ACTIVITY. Keep every character as it is and output all of the records.

MATERIAL FOR THE TASK.
PR #827, opened 2022-12-01
feat(sdk): gcp bucket

### LINKED ISSUE #607: cloud.Bucket - GCP implementation

### LINKED ISSUE #675: Google Cloud Platform (GCP)
### Click 👍 to let us know you care about this
Tell us as much as possible about your use case in the comments below.

Chriscbr:
Closes #607
Closes #675

Introduces the Terraform GCP compilation target, as well as its first resource, the bucket.

Other changes:
- Refactors the internal `CdktfApp` class to resolve some issues where properties can't be added to subclasses
- Introduces some random name generation in the bucket implementation to support the requirement that resources have a globally unique ID.
- Ran `eslint` command in the SDK to clean up imports etc., and added the command to the SDK's build workflow (I think it was in the workflow in the past, but it accidentally was removed at some point)

TODO:
- [x] add tests
- [x] add "tf-gcp" target to CLI
- [ ] ~inflight client~ (skipped)
- [x] "public" prop
- [x] update CLI docs with `tf-gcp` target notes


staycoolcall911:
Keep

libs/wingsdk/src/target-tf-gcp/app.ts
```diff
@@ -0,0 +1,24 @@
+import { GoogleProvider } from "@cdktf/provider-google/lib/provider";
+import { Polycons } from "polycons";
+import { AppProps, CdktfApp, IApp } from "../core";
+import { PolyconFactory } from "./factory";
+
+export interface GcpAppProps extends AppProps {
+  readonly projectId?: string;
+}
```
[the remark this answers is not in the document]
Chriscbr: There doesn't seem to be a good way to infer the region automatically in terraform that I could find. So I've added `storageLocation` as a required field (which can be passed through an environment variable)

Chriscbr:
This change set is large as it is, so I'll create a separate issue for implementing the Bucket client in another PR.

libs/wingsdk/test/target-tf-gcp/bucket.test.ts
```diff
@@ -0,0 +1,40 @@
+import * as cloud from "../../src/cloud";
+import * as tfgcp from "../../src/target-tf-gcp";
+import { mkdtemp } from "../../src/util";
+import { tfResourcesOf, tfSanitize, treeJsonOf } from "../util";
+
+test("create a bucket", () => {
```
hasanaburayyan, line 6: let's add a multiple bucket test, since we are adding it with other providers (in PRs) I think it makes sense to add one here as well, just for sanity.

libs/wingsdk/src/target-tf-gcp/app.ts
```diff
@@ -0,0 +1,84 @@
...
+  /**
+   * The Google Cloud project ID.
+   */
+  readonly projectId: string;
+
+  /**
+   * The Google Cloud storage location, used for all storage resources.
+   * @see https://cloud.google.com/storage/docs/locations
+   */
+  readonly storageLocation: string;
```
hasanaburayyan, line 20: Just curious, do you imagine we will have a separate location for other resources types? It looks like other resources also take a location, but from what I see initially the location values are not uniform.

It looks like the storage locations could potentially be used with queues https://registry.terraform.io/providers/hashicorp/google/latest/docs/resources/cloud_tasks_queue

But then there is something like kms key rings which use their own location list (shown by `gcloud kms locations list`)
https://registry.terraform.io/providers/hashicorp/google/latest/docs/resources/kms_key_ring

Yea not really a comment more an observation, interesting to see different dynamics in the clouds. 😅

hasanaburayyan (commented):
🎉 Yay GCP, Im excited to get my hands on the changes with InnerApp

libs/wingsdk/src/target-tf-gcp/app.ts
Chriscbr: Yep, exactly. That's what I inferred from reading the GCP docs as well -  it seems like different resources have very different lists of regions. (I never thought I'd appreciate AWS regions before today 😅).

It's possible we can make an enum with a list of all of the available locations, and indicate which ones support which GCP resources etc., but I thought we can start with `storageLocation` and iterate from there.

libs/wingsdk/test/target-tf-gcp/bucket.test.ts
Chriscbr: Good idea, adding...

hasanaburayyan (approved):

EXERCISE SOLUTION.
PR #827, opened 2022-12-01
feat(sdk): gcp bucket

### LINKED ISSUE #607: cloud.Bucket - GCP implementation

### LINKED ISSUE #675: Google Cloud Platform (GCP)
### Click 👍 to let us know you care about this
Tell us as much as possible about your use case in the comments below.

Chriscbr:
Closes #607
Closes #675

Introduces the Terraform GCP compilation target, as well as its first resource, the bucket.

Other changes:
- Refactors the internal `CdktfApp` class to resolve some issues where properties can't be added to subclasses
- Introduces some random name generation in the bucket implementation to support the requirement that resources have a globally unique ID.
- Ran `eslint` command in the SDK to clean up imports etc., and added the command to the SDK's build workflow (I think it was in the workflow in the past, but it accidentally was removed at some point)

TODO:
- [x] add tests
- [x] add "tf-gcp" target to CLI
- [ ] ~inflight client~ (skipped)
- [x] "public" prop
- [x] update CLI docs with `tf-gcp` target notes


staycoolcall911:
Keep

libs/wingsdk/src/target-tf-gcp/app.ts
```diff
@@ -0,0 +1,24 @@
+import { GoogleProvider } from "@cdktf/provider-google/lib/provider";
+import { Polycons } from "polycons";
+import { AppProps, CdktfApp, IApp } from "../core";
+import { PolyconFactory } from "./factory";
+
+export interface GcpAppProps extends AppProps {
+  readonly projectId?: string;
+}
```
[the remark this answers is not in the document]
Chriscbr: There doesn't seem to be a good way to infer the region automatically in terraform that I could find. So I've added `storageLocation` as a required field (which can be passed through an environment variable)

Chriscbr:
This change set is large as it is, so I'll create a separate issue for implementing the Bucket client in another PR.

libs/wingsdk/test/target-tf-gcp/bucket.test.ts
```diff
@@ -0,0 +1,40 @@
+import * as cloud from "../../src/cloud";
+import * as tfgcp from "../../src/target-tf-gcp";
+import { mkdtemp } from "../../src/util";
+import { tfResourcesOf, tfSanitize, treeJsonOf } from "../util";
+
+test("create a bucket", () => {
```
hasanaburayyan, line 6: let's add a multiple bucket test, since we are adding it with other providers (in PRs) I think it makes sense to add one here as well, just for sanity.

libs/wingsdk/src/target-tf-gcp/app.ts
```diff
@@ -0,0 +1,84 @@
...
+  /**
+   * The Google Cloud project ID.
+   */
+  readonly projectId: string;
+
+  /**
+   * The Google Cloud storage location, used for all storage resources.
+   * @see https://cloud.google.com/storage/docs/locations
+   */
+  readonly storageLocation: string;
```
hasanaburayyan, line 20: Just curious, do you imagine we will have a separate location for other resources types? It looks like other resources also take a location, but from what I see initially the location values are not uniform.

It looks like the storage locations could potentially be used with queues https://registry.terraform.io/providers/hashicorp/google/latest/docs/resources/cloud_tasks_queue

But then there is something like kms key rings which use their own location list (shown by `gcloud kms locations list`)
https://registry.terraform.io/providers/hashicorp/google/latest/docs/resources/kms_key_ring

Yea not really a comment more an observation, interesting to see different dynamics in the clouds. 😅

hasanaburayyan (commented):
🎉 Yay GCP, Im excited to get my hands on the changes with InnerApp

libs/wingsdk/src/target-tf-gcp/app.ts
Chriscbr: Yep, exactly. That's what I inferred from reading the GCP docs as well -  it seems like different resources have very different lists of regions. (I never thought I'd appreciate AWS regions before today 😅).

It's possible we can make an enum with a list of all of the available locations, and indicate which ones support which GCP resources etc., but I thought we can start with `storageLocation` and iterate from there.

libs/wingsdk/test/target-tf-gcp/bucket.test.ts
Chriscbr: Good idea, adding...

hasanaburayyan (approved):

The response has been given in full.